A bunch of Swedish chicks in a boat?!? Ohhhhh man, where are the photos???


----------



## sailingdog (Mar 19, 2006)

Glad to hear it... and congratulations.


----------



## TSOJOURNER (Dec 16, 1999)

I took my 14 year old daughter and 2 of her friends sailing yesterday. They raised the main and tended the jib on the first few tacks while the old man steered. Then they took turns steering while I worked the sails. We had a great afternoon out on the water, the girls were grinning ear to ear when we got back to the marina.


----------



## Sialia (Feb 14, 2006)

That's great news! Keep at it and you will succeed. 

One year, when my wife and I were sailing, I got very sick from some bug contracted onshore and could not help for about 36 hours. During this time, my wife was forced to singlhand the boat in rough ocean conditions. Although it was scary at first for her, she did great. It's now one of the experiences she remembers with some pride. And rightly so!

Good luck with your goals!


----------



## Melrna (Apr 6, 2004)

Congrates! It is soo wonderful to hear that you had a mother daughter out sailing. Best times and full of live time memories. I am sure the girls will remember it forever and would want to do it again. As far as single handling the boat, it will come with time and confidence. Just keep going out on the water. Next time tell the person who you are going out with next not to do anything and just be a safety observer. You do everything! You will figure it out and find it is not a big deal. 
Melissa


----------



## Giulietta (Nov 14, 2006)

A few weeks ago during the 200 / 2 regatta, (200 mile with only 2 crew non stop) a girls team grounded in the Devils Mouth (Boca do Inferno), near my marina in cascais. Its really treatchorous there. The winds are allways strong and there are big swells and currents. They decided to get near the coast, to avoid the 40kt winds 1 mile off the coast...got sucked in...

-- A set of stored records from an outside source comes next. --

PR #830, opened 2025-06-04
[EVM] Introduce APIs for retrieving spill area size

PavelKopyl:
This change introduces functionality to inform the front-end (FE)
about the spill area size determined by the stackifier. It includes:

I.
A new C-API for the FE to query the spill area size:

 ` uint64_t LLVMGetSpillAreaSizeEVM(LLVMContextRef C);`

New methods in LLVMContext for setting and retrieving the spill area
size calculated by the stackifier:

```
  void setSpillAreaSize(uint64_t Size);

  // Internal use only, utilized by LLVMGetSpillAreaSizeEVM
  uint64_t getSpillAreaSize() const;
```

Spill/Reload workflow:

 - The FE compiles LLVM IR normally without specifying any spill-related
   options

 - If no stackification (STD) errors occur, compilation completes successfully
   and emits object code

 - If a STD error occurs:
    - The `EVMFinalizeStackFrames` pass sets the required spill area size via
     ` LLVMContext::setSpillAreaSize`

    - Compilation fails gracefully (not via assertion) by aborting the compilation pipeline after `EVMFinalizeStackFrames`.
      `LLVMTargetMachineEmitToMemoryBuffer` returns true in this case.

    - The FE then invokes `LLVMGetSpillAreaSizeEVM` to retrieve the required
      spill area size

    - The FE allocates the appropriate spill area and recompiles the LLVM IR,
      passing the allocated size via the `StackRegionSize` option and the memory
      start address via `StackRegionOffset`.

II.
Terminate compilation pipeline after `EVMFinalizeStackFrames` if a spill area is required.
We need to terminate the compilation pipeline due to the presence of `PUSH_FRAME`
instructions, which are introduced by the spilling mechanism but should not appear in the MIR after stackification.

Note:
These changes could be simplified, or potentially avoided altogether if a callback-based mechanism were available for communicating with the front-end. The idea would look like this:

1. Defining a stack-too-deep handler in Rust:
```
void on_std(uint64_t SpillAreaSize) {
  ...
  exit(0);
}
```

2. Registering the callback:
`LLVMInstallEVMStdHandler(on_std);`

3. Invoking the handler from the EVM backend:
`report_evm_std(32);`

With this approach, there would be no need to modify LLVMContext or implement custom logic to interrupt the compilation pipeline. However, it introduces added complexity on the front-end side specifically, implementing the callback in Rust and ensuring clean termination of the current process or thread when a stack-too-deep (STD) error occurs. Given these trade-offs, this approach was ultimately not pursued.

# Code Review Checklist

## Requirements

## Implementation

## Logic Errors and Bugs
that could break the code?

## Error Handling and Logging
be added or removed?
debugging?

## Maintainability

## Dependencies

## Security

## Performance
system performance?

## Testing and Testability
- [ ] Is the code testable?
	- [ ] Line Coverage
	- [ ] Region Coverage
	- [ ] Branch Coverage

## Readability
smaller methods?
file/folder/package?
flow?
better?
understandable?

## Documentation

## Best Practices
- [ ] Magic values avoided?
- [ ] Minimal nesting used?

## Experts' Opinion

### DIFF
--- a/llvm/lib/IR/LegacyPassManager.cpp
+++ b/llvm/lib/IR/LegacyPassManager.cpp
@@ -1584,6 +1584,14 @@ MPPassManager::runOnModule(Module &M) {
       removeNotPreservedAnalysis(MP);
     recordAvailableAnalysis(MP);
     removeDeadPasses(MP, M.getModuleIdentifier(), ON_MODULE_MSG);
+
+    // EVM local begin
+    // HACK: Interrupt the Module pass pipeline if the spill area size becomes
+    // non-zero after the preceding pass. This can occur only after the
+    // EVMFinalizeStackFrames pass.
+    if (M.getContext().getSpillAreaSize())
+      break;
+    // EVM local end
   }
 
   // Finalize module passes
--- a/llvm/include/llvm-c/Core.h
+++ b/llvm/include/llvm-c/Core.h
@@ -594,6 +594,13 @@ LLVMDiagnosticHandler LLVMContextGetDiagnosticHandler(LLVMContextRef C);
  */
 void *LLVMContextGetDiagnosticContext(LLVMContextRef C);
 
+// EVM local begin
+/**
+ * Retrieve the spill area size needed for EVM stackification.
+ */
+uint64_t LLVMGetSpillAreaSizeEVM(LLVMContextRef C);
+// EVM local end
+
 /**
  * Set the yield callback function for this context.
  *
--- a/llvm/include/llvm/IR/LLVMContext.h
+++ b/llvm/include/llvm/IR/LLVMContext.h
@@ -270,6 +270,12 @@ public:
   /// "warning: " for \a DS_Warning, and "note: " for \a DS_Note.
   void diagnose(const DiagnosticInfo &DI);
 
+  // EVM local begin
+  void setSpillAreaSize(uint64_t Size);
+
+  uint64_t getSpillAreaSize() const;
+  // EVM local end
+
   /// Registers a yield callback with the given context.
   ///
   /// The yield callback function may be called by LLVM to transfer control back
--- a/llvm/lib/IR/Core.cpp
+++ b/llvm/lib/IR/Core.cpp
@@ -118,6 +118,12 @@ void *LLVMContextGetDiagnosticContext(LLVMContextRef C) {
   return unwrap(C)->getDiagnosticContext();
 }
 
+// EVM local begin
+uint64_t LLVMGetSpillAreaSizeEVM(LLVMContextRef C) {
+  return unwrap(C)->getSpillAreaSize();
+}
+// EVM local end
+
 void LLVMContextSetYieldCallback(LLVMContextRef C, LLVMYieldCallback Callback,
                                  void *OpaqueHandle) {
   auto YieldCallback =
--- a/llvm/lib/IR/LLVMContext.cpp
+++ b/llvm/lib/IR/LLVMContext.cpp
@@ -283,6 +283,14 @@ void LLVMContext::diagnose(const DiagnosticInfo &DI) {
     exit(1);
 }
 
+// EVM local begin
+void LLVMContext::setSpillAreaSize(uint64_t Size) {
+  pImpl->SpillAreaSize = Size;
+}
+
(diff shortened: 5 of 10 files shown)


llvm/lib/IR/LegacyPassManager.cpp
```diff
@@ -1535,7 +1535,11 @@ MPPassManager::runOnModule(Module &M) {
   if (EmitICRemark)
     InstrCount = initSizeRemarkInfo(M, FunctionToInstrCount);
 
-  for (unsigned Index = 0; Index < getNumContainedPasses(); ++Index) {
+  // EVM local begin
+  for (unsigned Index = 0;
+       Index < getNumContainedPasses() && !M.getContext().getSpillAreaSize();
```
akiramenai: Do we need this condition to be a part of the loop?

akiramenai (changes requested):
Could we explain how it supposed to work?
We terminate unconditionally if the spill area is required, but we need to check against how much was actually allocated for spills.

PavelKopyl:
> Could we explain how it supposed to work? We terminate unconditionally if the spill area is required, but we need to check against how much was actually allocated for spills.

Note: This is a workaround due to the lack of a proper mechanism in LLVM to gracefully stop the pass manager mid-pipeline. Typically, if an unrecoverable error occurs during compilation, report_fatal_error is used, which forcibly terminates the process via exit or abort.

In our case, we interrupt the Module pass pipeline if the spill area size becomes non-zero after the previous pass. This situation can arise only after the EVMFinalizeStackFrames pass. Here’s how the spill area is set up in that pass:
```
--- a/llvm/lib/Target/EVM/EVMFinalizeStackFrames.cpp
+++ b/llvm/lib/Target/EVM/EVMFinalizeStackFrames.cpp
@@ -160,10 +160,10 @@ bool EVMFinalizeStackFrames::runOnModule(Module &M) {

   // Check if it is valid to replace frame indices.
   if (TotalStackSize > 0) {
-    if (TotalStackSize > StackRegionSize)
-      report_fatal_error("Total stack size: " + Twine(TotalStackSize) +
-                         " is larger than the allocated stack region size: " +
-                         Twine(StackRegionSize));
+    if (TotalStackSize > StackRegionSize) {
+      M.getContext().setSpillAreaSize(TotalStackSize);
+      return true;
+    }
```
This logic is not directly tied to the StackRegionSize option - it’s used solely to abort the pipeline. The effect of the abortion is that we emit empty assembly/objects elf file.

llvm/lib/IR/LegacyPassManager.cpp
PavelKopyl: Yes, because the return value of getSpillAreaSize() may change after the last pass has been executed.
But we can put it at the end of the loop body:
```
if (M.getContext().getSpillAreaSize())
      break;
```

akiramenai: Yes, it would be better to not to modify the condition and do as you suggested. Adding necessary documentation there.

akiramenai:
Could we put proper documentation to code and commit messages?
I also still don't understand why we terminate the pipeline if spill area size become non-zero. What is the meaning of spill area size? How do we handle the case where FE does allocate space for spills?

llvm/lib/IR/LegacyPassManager.cpp
PavelKopyl: Sure, done.

PavelKopyl:
> Could we put proper documentation to code and commit messages? I also still don't understand why we terminate the pipeline if spill area size become non-zero. What is the meaning of spill area size? How do we handle the case where FE does allocate space for spills?

I believe I understand your concern. I’ve included a detailed explanation of how the solution works and how it relates to the StackRegionSize and StackRegionOffset options in the commit message for the patch titled "[EVM] Introduce APIs for retrieving spill area size." Please let me know if any further clarification is needed.
I’d also like to point out that the patch modifying the Pass Manager is intended purely to reduce compilation time—since encountering a STD error means there's no reason to continue the compilation pipeline.

hedgar2017 (approved):

PavelKopyl:
Close in favor of #839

They were OK but the boat sunk. I have respect fot girls that sail.


----------



## Mareld (Mar 21, 2007)

*Thanks for all kind words!*

It's nice to feel the support!

We had a nice weekend, started off with sleeping on the boat in the marina on Friday night to get a fresh start in the morning.
On Saturday we motored out from the marina and then sailed for about 2 hrs to a harbour on an island nearby where we met up with another boat.
Made a perfekt entry into the harbour with the anchor in the stern and tied to the dock in the bow.

Slept there on the Saturday night and motored home to the home marina on Sunday (NO wind).

I was very happy with all maneuvers and the girls were excited!

I have been single handling for quite a bit but with my husband on board, doing other things like making lunch or playing with our daughter, so feel pretty confident about that. It's the going into harbours and docking that I need to practise on doing by myself...


----------



## sailingdog (Mar 19, 2006)

Mareld-

You do know that you were right in waiting until saturday to sail off.... since you're not supposed to start voyages on a friday...bad luck...


----------



## SailorMitch (Nov 18, 2005)

Congrats on the sail. As for singlehanding, the hardest parts are leaving and then re-entering the slip. Otherwise take things slow and easy. it will take some time to work out how you want to do things, but it will come. I really enjoy singlehanding, so go for it.


----------